# Speaker Cabinet Feet



## slyons (Sep 17, 2012)

I am building a pair of cabinets for my jbl 2206's & jbl 2246's that I've had for 8 months in their boxes...lol. I am building the cabinets out of solid mahogany; I would like to find a classy set of legs for them. If I find none I will incorporate them into the cabinet material. 

Any suggestions would be helpful...


----------



## Savjac (Apr 17, 2008)

Hi
I am not sure what you are looking for in a cabinet leg but if you go to Lowes or Rockler I am sure you can find what you need.


----------



## ajinfla (May 10, 2009)

Hi slyons,

When you say speaker "legs" what do you mean? Any pics of an example?
Ikea sells short furniture "legs", but perhaps you mean something more like these "outriggers"?

cheers


----------



## slyons (Sep 17, 2012)

I'm looking for a nice set of feet, would be a better term for the speaker to sit on. One in each corner, typically they are rubber. I am looking for something a bit more inspiring...


----------



## slyons (Sep 17, 2012)

AJ

The outriggers are nice but I'm looking for something that sits under each corner rather than outside the perimeter of the cabinet.


----------



## ajinfla (May 10, 2009)

slyons said:


> I'm looking for a nice set of feet, would be a better term for the speaker to sit on. One in each corner, typically they are rubber.

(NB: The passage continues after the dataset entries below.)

Issue #1956, opened 2020-02-07
Event builds API should not send step information


jithine:
**What happened**:

Pipeline detail page calls `GET /event/ID/builds` for each of the event. This API also fetches steps information for each of the build which is not required. Only build detail page should request for build steps. 

**What you expected to happen**:

1. Events API end point should not return step information. Make it optional.
1. UI should handle any logic involved where builds may not have step information.

**How to reproduce it**:

Visit pipeline page for any event and observe API calls to event builds end point.

s-yoshika:
`GET /jobs/ID/builds` which is called in PR tab on pipeline page also returns steps information. Could we make this endpoint optional as well?

tkyi:
Made backend changes to optionally skip fetching steps, but requires UI changes to complete. Putting back into backlog.

PR #2619, opened 2021-12-17
fix(1956): Add option to omit step info when fetching builds for event and job API

tkyi:
## Context

Some endpoints don't need to fetch step info for builds.

## Objective

This PR adds option to set query param `steps=false` if a user wants to skip fetching steps alongside build info for certain endpoints. Also uses readOnly DB to get build info.

## References

Related to https://github.com/screwdriver-cd/screwdriver/issues/1956

## License


plugins/events/listBuilds.js
```diff
@@ -24,14 +24,23 @@ module.exports = () => ({
...
             const event = await eventFactory.get(request.params.id);
+            const { steps } = request.query;
 
             if (!event) {
                 throw boom.notFound('Event does not exist');
             }
 
-            const buildsModel = await event.getBuilds();
+            const buildsModel = await event.getBuilds({
+                readOnly: true
```
jithine, line 34: do we need to hit `readOnly` DB instance ? shouldn't build data be always shown up to date ?

jithine (approved):

PR #84, opened 2019-11-26
Import RDoc annotations

soutaro:
Add a tool for importing/querying RDoc, `annotate-with-rdoc` and `query-rdoc`.

* You can use `bin/annotate-with-rdoc` to import RDoc and annotate RBS files.
* You can use `bin/query-rdoc` to query RDoc to be copied to RBS files.


soutaro:
Tested with `Object` and `BasicObject`.

PR #88, opened 2019-12-01
Add base64 signatures

hanachin:


lib/ruby/signature/environment_loader.rb
```diff
@@ -93,6 +93,7 @@ def load(env:)
 
         if stdlib_root
           signature_files.push(*each_signature(stdlib_root + "builtin"))
+          signature_files.push(*each_signature(stdlib_root + "base64"))
```
hanachin: `"pathname"` and `"set"` should also be added, but in a separate pull request.

soutaro: I think we need better abstraction for requiring standard libraries. Ok for now.

PR #91, opened 2019-12-02
Add SecureRandom signatures

ykpythemind:


soutaro:
@ykpythemind Thanks! 🎉

PR #94, opened 2019-12-03
Add Range several tests

YutaGoto:
add Range tests

- `inspect`
- `last`
- `max`
- `min`
- `size`
- `step`
- `to_s`
- `eql?`
- `member?`

and add `Range#size` signature to using Infinity Ranges case.


soutaro:
`size` is not an `Integer` ... 🤔

PR #97, opened 2019-12-07
Support gvar, ivar, cvar, :+ and :- symbol literal

mtsmfm:
Follow up https://github.com/ruby/ruby-signature/pull/83


soutaro:
Thanks! 🎉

I am looking for something a bit more inspiring...
> 
> The outriggers are nice but I'm looking for something that sits under each corner rather than outside the perimeter of the cabinet.

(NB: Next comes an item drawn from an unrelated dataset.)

PR #98, opened 2019-12-07
Revise test runner

soutaro:
* For better support loading library signatures in tests
* Common ruby test running pattern to run each test case `$ bundle exec ruby test/stdlib/String_test.rb`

Gotcha. Any specific height or thickness/diameter?


----------



## Andre (Feb 15, 2010)

Lots here

http://www.cshardware.com/wood-products/wood-carvings/feet.html


----------



## slyons (Sep 17, 2012)

AJ

I'm open to suggestions. The total cabinet size is approx. 15x15x40


----------



## ajinfla (May 10, 2009)

http://www.cabinetparts.com/p/peter-meier-levelers-for-cabinets-and-furniture-PMI5521002

http://www.homedepot.com/p/Richelieu-Hardware-3-1-8-in-x-2-3-8-in-X-2-3-8-in-Triangular-Furniture-Feet-BP684010/202212833?MERCH=REC-_-NavPLPHorizontal1-1-_-NA-_-202212833-_-N


----------



## fusseli (May 1, 2007)

Parts Express has what you describe:
http://www.parts-express.com/cat/case-cabinet-feet/648
http://www.parts-express.com/cat/speaker-cabinet-spikes/317


----------



## swatkins (Nov 26, 2013)

Do you have a Lathe? 

I think a nice set of mahogany legs would be nice and different..If wood they could be turned into any decorative shape.. I would also cut a recess into the "Floor End" so that a rubber foot could be mostly hidden by the wood.

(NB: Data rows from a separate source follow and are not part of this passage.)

PR #103, opened 2019-12-09
bin/test_runner.rb should require pathname

mame:


mame:
Currently the script works with `bundler exec bin/test_runner.rb` maybe because bundler itself does `require "pathname"`.  But ruby-signature must not depend upon it.

PR #109, opened 2019-12-12
Add LoadError#path signature

hanachin:


stdlib/builtin/errors.rbs
```diff
@@ -142,6 +142,7 @@ end
 # 
 #     LoadError: no such file to load -- this/file/does/not/exist
 class LoadError < ScriptError
+  def path: () -> String
```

If you have a metal lathe I would turn a simple cylinder , with the same recess for a rubber foot, from 1" brass stock... You could either polish the brass or media blast it for a matte finish then clear coat it with lacquer.

I am going to make brass ones for mine


----------



## NBPk402 (Feb 21, 2012)

I took some 2x6 pieces of wood and had them angle cut to about 22 degrees (lengthwise) on 2 sides and then attached them to the bottom of the cabinets. the bottom of the feet are flush with the sides of the cabinet. They are like this when you are looking from the front... 


- / ------- \
/ ---------- \


----------